Ineffective testing methods are compounded by the fact that the region also is facing a brain drain, Dr. Swindells said.

Many nurses and physicians trained in the region leave for better salaries and living conditions elsewhere, she said.

Dr. Swindells has a Zambian colleague whose clinic now has a three-day wait for service.

This means patients come to the clinic and literally camp out in front of the facility for up to three days before they are seen by a health worker, Dr. Swindells said.

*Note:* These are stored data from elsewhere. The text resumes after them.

Issue #9411, opened 2025-10-08
Finalize prototype dynamic ARIA states for moving and inserting blocks


BenHenning:
### Check for duplicates

- [x] I have searched for similar issues before opening a new one.

### Problem

The screen reader experimental branch doesn't currently do a great job of representing block movement and insertion which is likely to lead to confusion in upcoming user studies.

### Request

More discussion is needed on what the ideal state should be here, but at minimum:
- It should be clear to the user whether they are inserting or moving a block.
- It should be clear to the user which block they are inserting or moving.
- It should be clear to the user where the block is being added in the workspace.

BenHenning:
@rachel-fenichel, @maribethb, and @gonfunko: I wasn't around for discussions last week when I think you were all discussing move mode behaviors. Is there anything that needs to be updated in the requested behaviors before this begins being worked on per that discussion?

microbit-robert:
We've made some quick changes to the move mode announcements to better facilitate user testing, so I'll share the approach we've taken so far. In general, we've lost the use of "child of" in favour of what we believe is more user friendly language. When moving references a block (rather than an input), we use a minimal readout of the block which excludes its status, inputs and child count to keep the readout short. When moving to an input in a block, we do the same, but keep the number of inputs in the output as it's likely useful to know that you might have more than one input to choose from. 

When moving to the first position inside a c-shaped block:
<img width="645" height="337" alt="Image" src="https://github.com/user-attachments/assets/ccc0d068-9fbe-471d-a09d-7eff9042c993" />

When moving after a statement block:
<img width="629" height="317" alt="Image" src="https://github.com/user-attachments/assets/9327914e-fd53-400d-816d-cc7ce8b7b079" />

When moving before a statement block:
<img width="640" height="271" alt="Image" src="https://github.com/user-attachments/assets/a3cb7266-b2a2-4e00-aef3-072cf11472f1" />

When moving to an input, we use the lowercased input name to refer to the input, not its current value. To support MakeCode, we've actually added a public label field to `Input` and given it a `setLabel` method as the input name isn't always that good - we use the input name as a fallback:
<img width="623" height="323" alt="Image" src="https://github.com/user-attachments/assets/345d2425-401b-483f-ac17-172e3dae8050" />

When inserting or putting a block in move mode when there are no constrained positions (currently reads out nothing) we've opted for a simple announcement:
[...]

PR #9529, opened 2025-12-11
feat: Better unconstrained announcements (experimental)

BenHenning:
## The basics

### Resolves

Fixes part of #9411

### Proposed Changes

Introduces specific directional language when moving a block unconstrained, e.g. 'moved block up' also accounting for theoretical diagonal movement (which is only possible with mouse dragging currently).

### Reason for Changes

#9411 includes context on the fact that unconstrained movement has very unclear output currently since it simply outputs coordinates which is unhelpful even for a fully sighted user. Relative language provides actual context on what's happening with the action.

Future iterations of this may benefit from adding proximity context (e.g. getting near another block or distance to nearest block) perhaps in a verbose readout shortcut.

### Test Coverage

Manually tested on ChromeVox with both keyboard movement and mouse (mouse is very noisy). No automated tests needed.

### Documentation

No new docs needed.

### Additional Information

None.

### DIFF
--- a/core/block_svg.ts
+++ b/core/block_svg.ts
@@ -2150,13 +2150,13 @@ enum CoordinateShift {
   MOVE_SOUTHEAST,
   MOVE_SOUTHWEST,
   MOVE_NORTHWEST,
-  STAY_STILL
+  STAY_STILL,
 }
 
 enum AxisShift {
   SMALLER,
   SAME,
-  LARGER
+  LARGER,
 }
 
 interface BlockSummary {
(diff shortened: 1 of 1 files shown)


BenHenning:
@microbit-robert FYI I decided to spend a few minutes creating this even though it's not marked as a blocker. I'm assuming that unconstrained movement can happen even accidentally so making some of that language better seems like an easy win.

gonfunko (approved):

BenHenning:
Thanks @gonfunko! Going ahead and merging this since it seems like a net positive, though happy to revert if it ends up not being wanted. :)

PR #9531, opened 2025-12-17
fix: Make left and right arrow keys only navigate within the current block/comment

gonfunko:
## The basics

### Proposed Changes
This PR updates the behavior of the left and right arrow keys to only navigate within the current block/workspace comment, rather than traversing through the entire workspace. This is in response to feedback from screen reader user testing. Up and down may still be used to navigate from block to block and across stacks.

### DIFF
--- a/core/keyboard_nav/line_cursor.ts
+++ b/core/keyboard_nav/line_cursor.ts
@@ -345,7 +345,28 @@ export class LineCursor extends Marker {
     switch (direction) {
       case NavigationDirection.IN:
       case NavigationDirection.OUT:
-        return () => true;
+        return (candidate: IFocusableNode | null) => {
+          const candidateBlock = this.getSourceBlockFromNode(candidate);
+          const currentBlock = this.getSourceBlock();
+
+          // Preventing escaping the current block/comment/etc by:
+          // Disallow moving from a node with a block to a non-block node (other than a block comment editor)
+          // Disallow moving from a non-block node to a block node
+          // Disallow moving to the workspace
+          if (
+            (currentBlock && !candidateBlock) ||
+            (!currentBlock && candidateBlock) ||
+            candidate === this.workspace
+          ) {
+            return false;
+          }
+
+          if (!candidateBlock || !currentBlock) return true;
+
+          const currentParents = this.getOutputParents(currentBlock);
+          const candidateParents = this.getOutputParents(candidateBlock);
+          return candidateParents.intersection(currentParents).size > 0;
+        };
       case NavigationDirection.NEXT:
       case NavigationDirection.PREVIOUS:
         return (candidate: IFocusableNode | null) => {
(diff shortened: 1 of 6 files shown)


tests/mocha/cursor_test.js
```diff
@@ -163,126 +163,13 @@ suite('Cursor', function () {
...
       const prevConnection = this.blocks.A.previousConnection;
       const prevConnectionNode = prevConnection;
       this.cursor.setCurNode(prevConnectionNode);
       this.cursor.out();
       const curNode = this.cursor.getCurNode();
-      assert.equal(curNode, this.blocks.D.nextConnection);
-    });
-  });
-
-  suite('Multiple statement inputs', function () {
```
BenHenning, line 176: Are all of these test scenarios not possible anymore with the new navigation logic? It may be worth keeping the test but demonstrating that the directional moves don't actually change the position per the new logic.

core/keyboard_nav/line_cursor.ts
```diff
@@ -452,6 +473,24 @@ export class LineCursor extends Marker {
     return parents;
   }
 
+  /**
+   * Returns a set of all of the parent blocks of the given block.
```
BenHenning: Maybe mention it includes the block itself, as well.

core/keyboard_nav/line_cursor.ts
```diff
@@ -345,7 +345,28 @@ export class LineCursor extends Marker {
...
+            candidate === this.workspace
+          ) {
+            return false;
+          }
+
+          if (!candidateBlock || !currentBlock) return true;
+
+          const currentParents = this.getOutputParents(currentBlock);
+          const candidateParents = this.getOutputParents(candidateBlock);
+          return candidateParents.intersection(currentParents).size > 0;
```
BenHenning, line 374: So this inadvertently allows for navigating to the same block again, though I'm assuming that's fine (it would have been `true` before, as well, and I assume that can't actually 
happen higher up in the callstack).

I am admittedly having some difficulty understanding the purpose of the intersection logic--I suspect a brief comment would be really helpful here. My presumption is that this prevents jumping to the next/previous parent sibling because there won't be a common parental hierarchy, but I'm not entirely convinced by that. If you have a node within a c-block within another c-block, won't the outer c-block be a common parent when navigating between nodes in the innermost c-block? Perhaps I'm misunderstanding the graph direction specifically with output connections, though.

BenHenning (commented):
Thanks @gonfunko! Had a few comments, one of which is specifically looking for some clarity.

BenHenning:
Also, the keyboard nav tests look to be real failures but that's unsurprising since this is a bit change in left/right navigation.

tests/mocha/cursor_test.js
gonfunko: I was going to say no since the point of these was to verify navigation between statement blocks nested in a parent C/E-shaped block, but that can still be verified using next/previous (up/down) instead of in/out (left/right), so updated them accordingly. Thanks for flagging!

core/keyboard_nav/line_cursor.ts
gonfunko: Done.

core/keyboard_nav/line_cursor.ts
gonfunko: Yes, revisiting is fine; if looping is enabled that's allowed, and if it's not the looping check prevents it. Added a comment on the intersection logic, but the key point is that `getOutputParents()` only returns parents connected to the block's output connection, not its previous connection, so a C-shaped block will never be included since those are next connections, not value/input connections.

BenHenning: Ah, the new comment is especially helpful. Thanks!

BenHenning (approved):
Thanks @gonfunko. This LGTM!

PR #9532, opened 2025-12-18
Add screen reader support experimental (DO NOT MERGE)

BenHenning:
## The basics

### Resolves

Fixes


core/block_svg.ts
```diff
@@ -266,12 +390,14 @@ export class BlockSvg
   select() {
     this.addSelect();
     common.fireSelectedEvent(this);
+    aria.setState(this.getFocusableElement(), aria.State.SELECTED, true);
```
BenHenning, line 393: Curious if this is actually needed.

core/field.ts
```diff
@@ -328,6 +388,11 @@ export abstract class Field<T = any>
     this.bindEvents_();
     this.initModel();
     this.applyColour();
+
+    const id = this.sourceBlock_?.isSimpleReporter(true, true)
+      ? idGenerator.getNextUniqueId()
+      : `${this.sourceBlock_?.id}_field_${idGenerator.getNextUniqueId()}`;
+    this.fieldGroup_.setAttribute('id', id);
```
BenHenning, line 395: I think this isn't needed anymore but it needs to be checked.

core/field.ts
```diff
@@ -1416,7 +1482,10 @@ export abstract class Field<T = any>
  * Extra configuration options for the base field.
  */
 export interface FieldConfig {
+  type: string;
+  name?: string;
```
BenHenning, line 1486: Aren't used anymore.

core/menuitem.ts
```diff
@@ -74,10 +75,12 @@ export class MenuItem {
 
     const content = document.createElement('div');
     content.className = 'blocklyMenuItemContent';
+    aria.setRole(content, aria.Role.PRESENTATION);
     // Add a checkbox for checkable menu items.
     if (this.checkable) {
       const checkbox = document.createElement('div');
       checkbox.className = 'blocklyMenuItemCheckbox ';
+      aria.setRole(checkbox, aria.Role.PRESENTATION);
```
BenHenning, line 83: Shouldn't be needed with the parent being set to presentation.

core/flyout_base.ts
```diff
@@ -309,6 +310,9 @@ export abstract class Flyout
       'class': 'blocklyFlyout',
     });
     this.svgGroup_.style.display = 'none';
+    // Ignore the svg root in the accessibility tree since is is not focusable.
+    aria.setRole(this.svgGroup_, aria.Role.PRESENTATION);
```
BenHenning, line 314: Probably wrong since presentation will be ignored if it's used on a parent of focusable elements.

core/flyout_base.ts
```diff
@@ -334,6 +338,9 @@ export abstract class Flyout
   init(targetWorkspace: WorkspaceSvg) {
     this.targetWorkspace = targetWorkspace;
     this.workspace_.targetWorkspace = targetWorkspace;
+    if (this.targetWorkspace.isMutator) {
+      aria.setRole(this.workspace_.getFocusableElement(), aria.Role.GENERIC);
```
BenHenning, line 342: Curious why this is actually needed.

core/toolbox/separator.ts
```diff
@@ -63,6 +64,9 @@ export class ToolboxSeparator extends ToolboxItem {
       dom.addClass(container, className);
     }
     this.htmlDiv = container;
+
+    aria.setRole(this.htmlDiv, aria.Role.SEPARATOR);
```
BenHenning, line 68: This isn't needed because the separator is skipped with keyboard navigation.

core/block_svg.ts
```diff
@@ -168,6 +172,8 @@ export class BlockSvg
   /** Whether this block is currently being dragged. */
   private dragging = false;
 
+  public currentConnectionCandidate: RenderedConnection | null = null;
```
BenHenning, line 175: Should definitely be able to removed I think.

core/block_svg.ts
BenHenning: Since we aren't using `treeitem` anymore this won't actually get used. `listitem` doesn't seem to use it, either. `listbox` does, though, but it seems that `listitem` is sufficient for our uses in the flyout. This can be removed.

core/block_svg.ts
```diff
@@ -215,7 +221,124 @@ export class BlockSvg
...
+  }
+
+  private computeAriaLabelForFlyoutBlock(): string {
+    return `${this.computeAriaLabel(true)}, block`;
+  }
+
+  computeAriaLabel(
+    verbose: boolean = false,
+    minimal: boolean = false,
+    currentBlock: this | undefined = undefined,
```
BenHenning, line 255: @gonfunko I know that this code has changed a lot but, as far as I can tell, this is always `undefined` now. Does that match your analysis?

core/block_svg.ts
```diff
@@ -215,7 +221,124 @@ export class BlockSvg
...
+      this.previousConnection ?? this.outputConnection
+    )?.targetConnection?.getParentInput();
+    if (
+      parentInput &&
+      parentInput.type === inputTypes.STATEMENT &&
+      // The first statement input is redundant with the parent block's label.
+      parentInput !==
+        parentInput
+          .getSourceBlock()
+          .inputList.find((input) => input.type === inputTypes.STATEMENT)
```
BenHenning, line 273: @gonfunko would this be a given if the parent is coming from a `previousConnection`? Is there a case where a child block can be a next connection but not a statement, or an input connection but a statement? My mental model is that next/previous are always statement inputs and input/output are always value inputs.

Just thinking a bit about how this can be simplified but I don't want to miss obvious edge cases.

core/inputs/input.ts
```diff
@@ -303,6 +306,31 @@ export class Input {
...
+        return `${label} ${field.getValue()}`;
+      }, '')
+      .trim();
+    if (!fieldRowLabel) {
+      const inputs = this.getSourceBlock().inputList;
+      const index = inputs.indexOf(this);
+      if (index > 0) {
+        return inputs[index - 1].getFieldRowLabel();
+      }
+    }
```
BenHenning, line 330: @gonfunko this actually surprises me a bit. In the context of deriving a block label this definitely makes sense, but in isolation it's a bit surprising (and inverts responsibility a bit). It seems valid to me for an input to lack a field row label if it simply doesn't have any fields. Do you remember what the use case was for this bit of logic?

core/inputs/input.ts
```diff
@@ -303,6 +306,31 @@ export class Input {
...
+   *
+   * Generally this consists of the labels/values of the preceding fields, and
+   * is intended for accessibility descriptions.
+   *
+   * @internal
+   * @returns A description of this input's row on its parent block.
+   */
+  getFieldRowLabel(): string {
+    const fieldRowLabel = this.fieldRow
+      .reduce((label, field) => {
```
BenHenning, line 320: Could probably use `map` and `join`, instead, to avoid concatenation.

core/inputs/input.ts
gonfunko: I believe this was for the statement inputs on MakeCode's if blocks, which are on a row with no text (whereas Blockly's built in ones have "do"), so they'd be read out as "begin if true then" rather than just "begin"
Screenshot 2026-03-05 at 12 32 53 PM

core/block_svg.ts
```diff
@@ -1858,4 +2008,324 @@ export class BlockSvg
...
+    isNestedInput: boolean = false,
+  ): SummarySegment[] {
+    return block.inputList.flatMap((input) => {
+      const fields: SummarySegment[] = input.fieldRow
+        .filter((field) => {
+          if (!field.isVisible()) return false;
+          if (field instanceof FieldImage && field.isClickable()) {
+            return false;
+          }
+          return true;
```
BenHenning, line 2206: Could potentially be refined using `canBeFocused()` (and clean up `FieldNavigationPolicy`'s logic a bit).

core/block_svg.ts
gonfunko: I believe the invariant you're describing is correct, but that's not what this is checking; `parentInput.getSourceBlock().inputList.find((input) => input.type === inputTypes.STATEMENT)` is just a too-clever-for-its-own good way to get the first statement input on a block, to make sure that's not our parent (ie our parent is the second or third+ statement input)

core/block_svg.ts
```diff
@@ -1858,4 +2008,324 @@ export class BlockSvg
...
+
+        const targetBlock = input.connection.targetBlock();
+        if (targetBlock) {
+          const nestedSegments = recursiveInputSummary(
+            targetBlock as BlockSvg,
+            true,
+          );
+
+          if (targetBlock === currentBlock) {
+            nestedSegments.unshift({kind: 'label', text: 'Current block: '});
```
BenHenning, line 2237: Similarly @gonfunko I'm assuming this is never used now?

core/block_svg.ts
gonfunko: I changed the type and tried building, and that flagged that it's used here: https://github.com/RaspberryPiFoundation/blockly/pull/9532/changes#diff-8a5d4586670bfd492dc8c9e4b9dc38e3101065c8c60f6aacd10f87b7c22fc76eR465

core/inputs/input.ts
BenHenning, line 320: @gonfunko also curious about your take on something: couldn't this be filtered on specifically non-navigable fields? I actually assume we'd probably want this to match the 'field run' from BlockSvg's recursive label builder since it seems a bit odd to me that they can logically differ.

gonfunko: It could but I'm not sure that's desirable, e.g. for if statements I think reading out the condition, when that's a navigable/editable field, would still be good?

core/block_svg.ts
```diff
@@ -1858,4 +2008,324 @@ export class BlockSvg
...
+        input.connection &&
+        input.connection.type === ConnectionType.INPUT_VALUE
+      ) {
+        if (!isNestedInput) {
+          inputCount++;
+        }
+
+        const targetBlock = input.connection.targetBlock();
+        if (targetBlock) {
+          const nestedSegments = recursiveInputSummary(
```
BenHenning, line 2231: This is always field parts b/c nested inputs should always be omitted.

core/block_svg.ts
BenHenning: Good catch. I need to think more about shortcut announcements anyway, but yeah it seems that there's probably some level of hierarchical representation that's going to be needed I suspect.

core/inputs/input.ts
BenHenning: Yep you're right. I think there's a way to get both, though, and I will be trying to capture this in my doc.

core/inputs/input.ts
BenHenning: Good point, I wasn't sure if it was for that case and I admittedly hadn't checked the blame yet. This probably should be done at the callsite, instead, and will make note of that in the doc.

core/block_svg.ts
BenHenning: Ah got it--thanks!

core/inputs/input.ts
```diff
@@ -193,6 +193,9 @@ export class Input {
         child.getSvgRoot().style.display = visible ? 'block' : 'none';
       }
     }
+    if (this.sourceBlock.rendered) {
+      (this.sourceBlock as BlockSvg).recomputeAriaLabel();
+    }
```
BenHenning, line 198: Why is this needed?

core/inject.ts
```diff
@@ -54,6 +55,9 @@ export function inject(
     dom.addClass(subContainer, 'blocklyRTL');
   }
 
+  // Ignore the subcontainer in aria since it is not focusable
+  aria.setRole(subContainer, aria.Role.PRESENTATION);
```
BenHenning, line 59: This isn't correct. `PRESENTATION` can't be used for a parent like this.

“Is all of this a problem for America? Well, you can do the math,” Dr. Swindells said. “Infectious diseases proliferate and are fueled by poverty — and above all — poor living conditions, poor nutrition, poor access to quality health care, and in Africa’s case, also on-going issues of war and government corruption. Not only do these diseases travel by way of refugees, but there are now more than 14 million orphan children in Africa from AIDS. These kids will either grow up to be productive citizens for their nations or long-term sources of political instability that may affect American interests in the future.”

But Dr. Swindells remembers the early years of HIV/AIDS treatment when there was no medical means of keeping people with the disease alive. Today a diagnosis of HIV-positive can be no more demanding than a diagnosis of diabetes — eat right, follow your meds, get some exercise — and a patient may well live another 20-25 years or more.

“In the 1990’s, there was a serious virulent outbreak of tuberculosis in the New York City prison system,” Dr. Swindells said. “Within a short time, it spread from the jails to the community via released inmates. The speed and expansion of the outbreak really got everybody’s attention. The city’s public health system took a very serious response to epidemic and quelled it. Hopefully, this new study will do the same for the forces fighting AIDS and tuberculosis in Africa.”

SAGH’s annual “Wine & Cheese” fundraiser in past years has showcased a number of internationally-acclaimed physicians who have dedicated their lives to bringing medical treatment to the world’s neediest environments

Although Dr. Swindells rarely goes overseas these days, that doesn’t keep her from maintaining an extraordinary network of international colleagues. She is considered one of the world’s leading authorities on HIV/AIDS and specialists from around the globe keep her informed of rapidly breaking new developments.

SAGH is the UNMC campus organization devoted to providing students and faculty opportunities in international medicine, including a number of annual medical missions to Jamaica, Guatemala, Nicaragua, Costa Rica and the Sisseton Indian Health Service facility in South Dakota.